Bagi Gen Z, faktor gaji yang tidak sebanding, jam kerja yang kaku, hingga beban kerja berlebihan membuat enggan menerima pekerjaan tertentu. Fenomena ini tidak muncul tanpa alasan.
Survei Gallup mencatat bahwa tingkat keterikatan karyawan di Amerika Serikat hanya 31 persen yang jadi terendah dalam satu dekade terakhir. Angka ini paling menurun pada kelompok pekerja di bawah 35 tahun.
Artinya, generasi muda seperti gen Z lebih rentan merasa tidak puas dengan pekerjaan yang dianggap melelahkan, tidak bermakna, atau tidak sepadan dengan upah yang mereka terima.
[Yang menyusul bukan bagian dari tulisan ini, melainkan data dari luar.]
PR #141, opened 2025-09-09
Handle M and O bits per consensus in stub network RAs - Fix #111

### LINKED ISSUE #111: Add example where rebooted SNAC router advertises different M/O values?

darrendukes:
Implements working group consensus for handling M and O bits in stub network Router Advertisements:

- If the SNAC router has received and remembers any valid (not expired) Router Advertisement (RA) from an infrastructure router, it MUST copy the M and O bits from the most-recently-received such RA into advertisements on the stub network
- If no valid RA is available (none received or all expired), the SNAC router MUST set the M and O bits to zero in advertisements on the stub network

This change replaces the previous behavior where M and O bits were always set to zero.

Fixes #111

### DIFF
--- a/draft-ietf-snac-simple.xml
+++ b/draft-ietf-snac-simple.xml
@@ -1211,9 +1211,9 @@
         given in Section 4.2 of <xref target="RFC4861"/>:
       </t>
 	<ul>
-          <li> Router Lifetime: The SNAC router can be a default router on the stub network (see xref target="snac-reachability" TBD fixref).</li>
-          <li> SNAC routers do not provide DHCP service on the stub network. Therefore, the 'M' and 'O' flag bits MUST be zero.</li>
-	  <li> The 'SNAC router' flag bit xref target="I-D.ietf-6man-snac-router-bit" TBD waitRef MUST be 0.</li>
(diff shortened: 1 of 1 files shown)


EskoDijk:
@darrendukes I think the PR here changes the wrong part - see original issue. It was about M/O flags advertised on the AIL, not the M/O flags for the stub network which are always '0' - since the SNAC router doesn't provide DHCP on the stub network, but rather it relies on SLAAC.

EskoDijk:
Proposing to close/reject this PR. There's no specified requirement to copy M/O values from AIL to stub; rather the original text remains correct: on the stub, M=0 and O=0 given that the SNAC router provides no DHCPv6 (server/relay) functions.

Alih-alih mengikuti pola lama, gen Z berani menolak pekerjaan dianggap tidak memberi nilai tambah, baik untuk kesejahteraan finansial maupun kesehatan mental.
Mengutip Newsweek, berikut enam pekerjaan entry level yang tidak lagi dilirik gen Z. Apa saja? Simak ulasan lengkapnya di bawah ini.
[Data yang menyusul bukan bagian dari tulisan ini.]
PR #143, opened 2025-09-10
[editorial] apply consistent caps in terms; and minor editorial fixes

### LINKED ISSUE #49: Use consistent caps for terms (editorial)
Just a reminder for future editing: it would be nice if defined terms (taken from glossary) use caps consistently.
E.g. we may have 
* "adjacent infrastructure link" vs "Adjacent Infrastructure Link"
* "ULA link prefix" vs "ULA Link Prefix"

The request here is that if we use lowercase for one term, preferably also use lowercase for other terms - have a default policy on a preferred form, if there's no other reason to pick left or right.

EskoDijk:
This sets the caps usage to mostly lowercase as agreed in issue #49. This also follows the most common caps usage for terms that are imported from other RFCs. Caps use in section titles is kept (since using Caps in section titles is typical.)  Close #49


Abhayakara (approved):
This looks fine.

jwhui (approved):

1. Pekerjaan Ritel dan Layanan Makanan
Bidang ritel dan food service dulu sering menjadi pintu masuk anak muda dalam dunia kerja. Namun kini, Gen Z menilainya sebagai pekerjaan dengan gaji rendah, jam kerja panjang, dan tekanan tinggi.
Gen Z juga merasa pekerjaan ini kurang memberi ruang berkembang, sehingga lebih memilih jalur karier yang menawarkan fleksibilitas dan prospek jangka panjang.
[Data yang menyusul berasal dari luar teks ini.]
PR #145, opened 2025-09-11
[editorial] avoid use of 'we' and 'us'

### LINKED ISSUE #128: Avoid the use of "we"
Avoid the use of "we" in the document as it is unclear whether the "we" term is for the authors, the SNAC WG, the IETF community (after the IETF last call).

EskoDijk:
This replaces the 'we' and 'us' wording, which wasn't so clear who it referred to, with other phrasing e.g. 'SNAC router' or unspecified form 'one assumes that ...' or passive form.
Closes #128

### DIFF
--- a/draft-ietf-snac-simple.xml
+++ b/draft-ietf-snac-simple.xml
@@ -801,8 +801,8 @@
 	<section>
 	  <name>Providing discoverability of adjacent infrastructure hosts on the stub network</name>
 	  <t>
-	    Hosts on the stub network may need to discover hosts on the AIL, or on the stub network.  In
-	    an IoT use case for example, there might be a light switch on the stub network which needs to be able to
+	    Hosts on the stub network may need to discover hosts on the AIL, or on the stub network. In
+	    an IoT use case, for example, there might be a light switch on the stub network which needs to be able to
 	    actuate a light bulb connected to the AIL. In order to know where to send the actuation
 	    messages, the light switch will need to be able to discover the light bulb's address somehow.</t>
 	  <t>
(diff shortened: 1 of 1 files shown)


draft-ietf-snac-simple.xml
```diff
@@ -971,8 +971,8 @@
     <section>
       <name>Services Provided by SNAC routers</name>
       <t>
-	In order to provide network access, SNAC routers must provide some network services to the stub network. We have previously
-	discussed the following services:</t>
+	In order to provide network access, SNAC routers must provide some network services to the stub network. In this document
+	the following services were discussed:</t>
```
Abhayakara, line 975: "have been discussed?

draft-ietf-snac-simple.xml
```diff
@@ -1117,18 +1117,18 @@
...
 	  <t>
-	    In such scenarios we have no way to actually know based on the network configuration what the operator's intention was. An operator
+	    In such scenarios there is no way to actually know based on the network configuration what the operator's intention was. An operator
 	    that sees a problem with this can react by implementing RA guard or by blocking unknown source addresses at the router, and in so
 	    doing they would be expressing their intention. This configuration would not cause any new problem: a host that could communicate would
 	    still be able to communicate, and a host that could not communicate would not become able to communicate.
 	  </t>
 	  <t>
-	    The one scenario where we could actually see a communication problem is when there is a GUA prefix advertised by
+	    The one scenario where actually a communication problem can be expected is when there is a GUA prefix advertised by
```
Abhayakara, line 1131: "The one scenario where a communication problem can actually be expected..."

draft-ietf-snac-simple.xml
```diff
@@ -1117,18 +1117,18 @@
 	  </t>
 	  <t>
 	    However, this can only happen in practice if the host did not receive an address from DHCPv6.  In this case, the host
-	    would not be able to communicate anyway. So the behavior we might see here is that a series of IP packets with an
+	    would not be able to communicate anyway. So the potential behavior here is that a series of IP packets with an
```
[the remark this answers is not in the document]
EskoDijk: Changing to:  The problem that might occur here is that a series of IP packets with an unexpected source address are sent to a device on another link, and the device would be unable to send a response.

2. Call Center dan Customer Support
Menjadi staf call center sering dianggap pekerjaan dengan tingkat stres tinggi. Tekanan dari target kinerja, interaksi dengan pelanggan yang sulit, serta rutinitas monoton membuat Gen Z enggan menjadikannya pilihan. Bagi mereka, pekerjaan ini bukan hanya melelahkan secara mental, tetapi juga kurang memberikan apresiasi yang setimpal.
3. Pekerjaan Gudang
Warehouse dan pekerjaan manual labor semakin ditinggalkan Gen Z. Faktor fisik yang menguras tenaga ditambah risiko kesehatan membuat pekerjaan ini terasa tidak menarik. Ditambah lagi, bayaran yang ditawarkan tidak sebanding dengan beban kerja. Gen Z cenderung mencari peluang di sektor digital atau pekerjaan remote yang dianggap lebih aman dan fleksibel.
4. Kerja Kantoran
Model kerja 9-to-5 yang identik dengan kantor korporasi kian ditolak generasi muda. Gen Z menilai pola kerja kaku ini membatasi kreativitas sekaligus mengganggu work-life balance. Mereka lebih condong ke pekerjaan yang memungkinkan fleksibilitas, termasuk hybrid atau full remote.
5. Sales
Pekerjaan sales berbasis komisi tanpa gaji pokok dipandang penuh ketidakpastian. Bagi Gen Z yang menghadapi realitas biaya hidup tinggi, pendapatan yang tidak menentu bukanlah pilihan bijak. Mereka mencari stabilitas finansial yang lebih terjamin dibanding risiko berpenghasilan nol jika target tak tercapai.
6. Magang Tanpa Bayaran
Generasi sebelumnya mungkin menerima magang tanpa bayaran sebagai jalan untuk menambah pengalaman. Namun bagi Gen Z, hal ini tidak realistis. Dengan biaya hidup dan utang pendidikan yang tinggi, magang tanpa kompensasi justru dianggap merugikan. Mereka lebih menghargai perusahaan yang memberi pelatihan sekaligus imbalan layak.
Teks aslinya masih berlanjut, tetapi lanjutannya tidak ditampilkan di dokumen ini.